En ese punto esperaron el autobús que las llevó a Polonia. Maryna no recuerda con exactitud los movimientos que hicieron pero sí que tuvieron que cambiarse de tren en varias ocasiones. “En cada parada había voluntarios que nos ayudaban y nos decían donde teníamos los puntos de espera”, indica. Desde que salieron de Járkov hasta que llegaron a Santiago pasó una semana, sólo tres días desde Polonia. Al albergue llegaron muy cansados y sus pensamientos no estaban aquí. Maryna asegura no recordar nada de los primeros días. Ahora, casi un año después, ve la vida “bastante activa”. Sus niñas están escolarizadas y cada día acuden al colegio en un autobús que las recoge y las deja en el albergue. La madre, al igual que la gran mayoría de las mujeres ucranianas en Santiago, acude a la Escuela de Idiomas para aprender español. En su caso va cuatro veces a la semana. Además, todos tienen la oportunidad de ir al gimnasio o a la piscina y de hacer viajes para conocer otras ciudades. Y los sábados y domingos, ellos mismos tienen la opción de prepararse la comida, facilitada por Cáritas, quien también les entrega ropa, entre otros bienes.

Refugiados en Compostela. Un nuevo hogar.

Javier Rosende Novo

Cada mañana se levanta pensando en hablar con su familia pero no todos los días es posible, ya que dependen de la electricidad. “Les pregunto como están y si no pueden hablar envío mensajes de texto”, cuenta. Desde allá le trasmiten que la cosa se está poniendo más seria. “No hay muchos cambios. Pueden estar sonando las alarmas por posibles bombardeos durante siete horas. Y solo tienen luz y calefacción unas tres horas al día. Donde hay guerra no se puede hablar de vida normal. El único pensamiento es el de superación”, relata.

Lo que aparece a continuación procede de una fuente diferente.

PR #163, opened 2023-03-23
Fix TZipRead unzip when DestDir has no end path delimiter

AndreasLrx:
- Unzip('dir/file.txt', 'outdir') was extracting the file at 'outdirdir/file.txt' instead of 'outdir/dir/file.txt'

### DIFF
--- a/src/core/mormot.core.zip.pas
+++ b/src/core/mormot.core.zip.pas
@@ -2813,7 +2813,7 @@ begin
     if not SafeFileName(LocalZipName) then
       raise ESynZip.CreateUtf8('%.UnZip(%): unsafe file name ''%''',
         [self, fFileName, LocalZipName]);
-    Dest := EnsureDirectoryExists(DestDir + ExtractFilePath(LocalZipName));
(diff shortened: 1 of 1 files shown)


src/core/mormot.core.zip.pas
```diff
@@ -2813,7 +2813,7 @@ function TZipRead.UnZip(aIndex: integer; const DestDir: TFileName;
     if not SafeFileName(LocalZipName) then
       raise ESynZip.CreateUtf8('%.UnZip(%): unsafe file name ''%''',
         [self, fFileName, LocalZipName]);
-    Dest := EnsureDirectoryExists(DestDir + ExtractFilePath(LocalZipName));
+    Dest := EnsureDirectoryExists(MakePath([DestDir, ExtractFilePath(LocalZipName)]));
```
synopse, line 2816: My guess is that the correct fix is
`Dest := EnsureDirectoryExists(EnsureDirectoryExists(DestDir) + ExtractFilePath(LocalZipName));`

synopse (changes requested):

synopse (approved):

PR #168, opened 2023-04-06
add LONGTEXT for mysql and include mysql for test

dkounal:


synopse (approved):
Thanks for the feedback!

PR #169, opened 2023-04-07
Fix Asn1 Boolean encoding

AndreasLrx:


synopse:
see https://github.com/synopse/mORMot2/commit/da76642b

PR #172, opened 2023-04-11
CPU pinning with limited CPUs support 

pavelmash:
- use accessible CPUs (can be limited by taskset) instead of available
- added named command line parameters for servers (-s), threads )-t) and CPU pinning (-p)
- added pinning servers to CPUs
- change rawupdates to use `update table set .. from values (), (), ... where id = id`


pavelmash:
Yes, methods to check available CPUs and command line utils can be moved to
mORMot.

вт, 11 квіт. 2023 р. о 22:30 ab ***@***.***> пише:

PR #176, opened 2023-04-18
Unix-way of formating command line help message

pavelmash:
Before changes
```
raw [options] [params]
  TFB Server using mORMot 2

 [options]
-p --pin:
     pin each server to a CPU
--nopin:
     disable the CPU pinning
-? --help:
     display this message

 [params]
-s --servers <count> (default 12):
     count of servers (listener sockets)
-t --threads <size> (default 8):
     per-server thread pool size
```

After changes

```
TFB Server using mORMot 2

Usage: raw [options] [params]

Options:
  -p, --pin           pin each server to a CPU
      --nopin         disable the CPU pinning
  -?, --help          display this message

Params:
  -s, --servers <count> (default 12)
                      count of servers (listener sockets)
  -t, --threads <size> (default 8)
                      per-server thread pool size
```

### DIFF
--- a/src/core/mormot.core.os.pas
+++ b/src/core/mormot.core.os.pas
@@ -7515,7 +7515,7 @@ procedure TExecutableCommandLine.Describe(const v: array of RawUtf8;
   k: TExecutableCommandLineKind; d, def: RawUtf8; argindex: integer);
 var
   i, j: PtrInt;
-  desc, param: RawUtf8;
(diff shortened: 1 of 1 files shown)


pavelmash:
Columnar align is more easy to read.  May be we should add word-wrap for long descriptions at 80 chars - see `wget --help` for example

PR #179, opened 2023-04-23
 Support for dMariaDB type of database server for zeos

dkounal:
MariaDB supports SQL commands in a way that Mysql does not: ex. IF EXISTS in CREATE INDEX 
MariaDB is now added in zeos 8.0 as an additional protocol.


synopse (approved):
Sounds nice!

Thanks for sharing.

PR #180, opened 2023-04-28
Sync with current TFB sources:

pavelmash:
- removed unneeded Flush in rawqueries;
- added connection distribution output on shutdown
- cached cache table pointer

### DIFF
--- a/ex/techempower-bench/raw.pas
+++ b/ex/techempower-bench/raw.pas
@@ -93,6 +93,7 @@ type
     fModel: TOrmModel;
     fStore: TRestServerDB;
     fTemplate: TSynMustache;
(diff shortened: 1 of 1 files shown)


synopse:
"removed unneeded Flush in rawqueries" is not part of the PR.

synopse (changes requested):
Some missing files I guess.

About asoForceConnectionFlush, putting it sooner is IMHO still a good idea because in GetPipelineResult() it may be too late: this is called in TSqlDBPostgresAsyncThread.Execute within a lock.

pavelmash:
There is no missed files. Can be merged now - it adds
- calculate `fStore.Orm.Cache.Table(TOrmCachedWorld) ` once
- output of connection distribution between servers

PR #181, opened 2023-04-30
decimalseparator is not the dot for all countries

dkounal:
I noticed that the mormot2's original StrToCurrency does not work in case you do not have a '.' as decimalSeparator (In Greece, we have the ',').


synopse:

Declara que quiere volver a su país pero para ello tiene que darse el final del conflicto. Tiene claro que “una madre no lleva a sus hijas a un país en guerra”. Por el momento, sostiene que no queda otra que “rezar por la paz”.

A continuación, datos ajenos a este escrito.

PR #182, opened 2023-05-01
fixed Internal method as published by `FindNonVoid`

flydev-fr:
- In new command-line parser a0d1ec6, `FindNonVoidRawUtf8` & `FindNonVoidRawUtf8I` trigger an access violation when only the switch symbol is given as argument, case-sensitive or not.

### DIFF
--- a/src/core/mormot.core.base.pas
+++ b/src/core/mormot.core.base.pas
@@ -4701,7 +4701,7 @@ begin
   result := 0;
   repeat
     p := n[result]; // all VName[]<>'' so p=n^<>nil
-    if (PStrLen(p - _STRLEN)^ = len) and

Valora de “fundamental” el contacto con los demás refugiados ucranianos del albergue. Cada mañana se reúnen en el comedor para desayunar y allí la primera pregunta es “¿Cómo está la familia?”. En estos largos y duros meses ve que “sin apoyo no se puede vivir una situación así”. Considera que ya son una familia y viven los problemas todos juntos. “Cuando nos vayamos de aquí vamos a echarnos de menos”.

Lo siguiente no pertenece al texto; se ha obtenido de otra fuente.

PR #625, opened 2020-06-12
FEAT: Piccolo Proof of Concept

DinoAGW:
* First complete try to use Picolo as a config objectl and
* fixed faulty package-info stuff.


carlwilson:
@david-russo and @tledoux I've asked you both to take a look at this as I know you'd both expressed opinions. I'm going to write some tests for illegal parameter combos and the like and add param descriptions. It also seems sensible to factor out the description strings as resources. That aside, it all looks good.

david-russo (commented):
Assuming all the TBD are addressed, and it supports at least what the current one does, the use of picocli already looks like a vast improvement to me. I don't see any problems with the logic either, it only seems to need some comment clean up and option descriptions.

Passing the old `-P` or `-p` options will now probably cause the CLI to exit with an 'unknown option' message of some kind (I haven't actually run the code). Those options have had no effect for a while though, so this is probably as good a time as any to alert people to that.

PR #631, opened 2020-06-27
Java source normalization (fixes #516)

### LINKED ISSUE #516: Standardize source code formatting
Currently, the source code is using very different conventions of code formatting (tabs or spaces for indentation,  curly braces with LF before or after, separation of function name and parameters, ...). This make the commits quite hard to read and generates useless conflicts.

The idea is to define one standard for the whole project and force the commits to respect it.

A way to go could be to use [google-java-format](https://github.com/google/google-java-format) which is provided in Java (so works on every computer that tries to dev on Jhove), works with maven, provides plug-ins for the main IDE and most importantly can be define as a pre-commit hook for git which will make sure every file is indeed formatted as the others.

The initial commit (reformatting everything will be painfull) but in the long run it should make life easier...

svanteschubert:
I have fixed the same problem today for the ODF Toolkit: https://github.com/tdf/odftoolkit/issues/50

Using the Google Java Formatter:
https://github.com/google/google-java-format 

Capsulated by the following Maven plugin:
https://github.com/Cosium/maven-git-code-format
adding a pre-commit-hook for checking the Java code.

You might reproduce the patch by:

1. Add the plugin to the pom.xml (as in the first commit)
2. Start manual formatting on the sources by command line via:
`mvn -X git-code-format:format-code -Dgcf.globPattern=**/*`
There will be half a dozen problems with comments of unused imports within the Java imports, which breaks the formatting, but after the manual fixes, you will come to my patch.

NOTE: The ODF Toolkit is using in addition to the above Java formatter a whitespace formatter for the text files:
https://ec4j.github.io/editorconfig-maven-plugin/

See in https://github.com/tdf/odftoolkit/blob/master/pom.xml#L257
and its configs:
https://github.com/tdf/odftoolkit/blob/master/.editorconfig


svanteschubert:
Please note, that this normalization step causes a lot of noise to prevent noise in the future.
You might want to consider to merge other pull requests prior, or the pull requests have to do the normalization themselves (fixes all the import problems). Perhaps those import problems should be separated first? Your call :-)

carlwilson:
Now we're back up and running properly, I'm interested. I'll look to reproduce this once 1.26 is out of the door.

Hoy, 24 de febrero, se cumple un año del conflicto bélico en Ucrania, una fecha que siempre fuera de celebración para Maryna al ser el cumpleaños de su hermano. Este año está claro que el sentimiento no es el mismo y lo que hará será participar en una concentración de apoyo a Ucrania en el Obradoiro.

Por ahora no piensa en que haya una fecha de fin de guerra. “Todo el mundo quiere creer que acabará pronto pero cuando ves las noticias en la televisión se ve que no es así y nadie puede pararla”, dice. Así, “mi mirada al futuro son mis hijas”. Cuenta que la de cuatro años no ve la realidad. Echa de menos a su padre y a su abuela. “Al principio siempre preguntaba cuando podría verlos, pero ahora está bien aquí”, dice. La mayor ya hace preguntas más serias. “Me pregunta cuando se terminará todo esto, pero no tengo una respuesta par darle”, dice con los ojos llorosos. Nunca se le había pasado por la mente que acabaría viviendo en Santiago. “La causa por la que estamos aquí es muy triste, pero estoy muy agradecida por el apoyo recibido aquí en el albergue”, comenta. Instantes antes de echarse a llorar dijo: “Santiago es mi segunda casa”.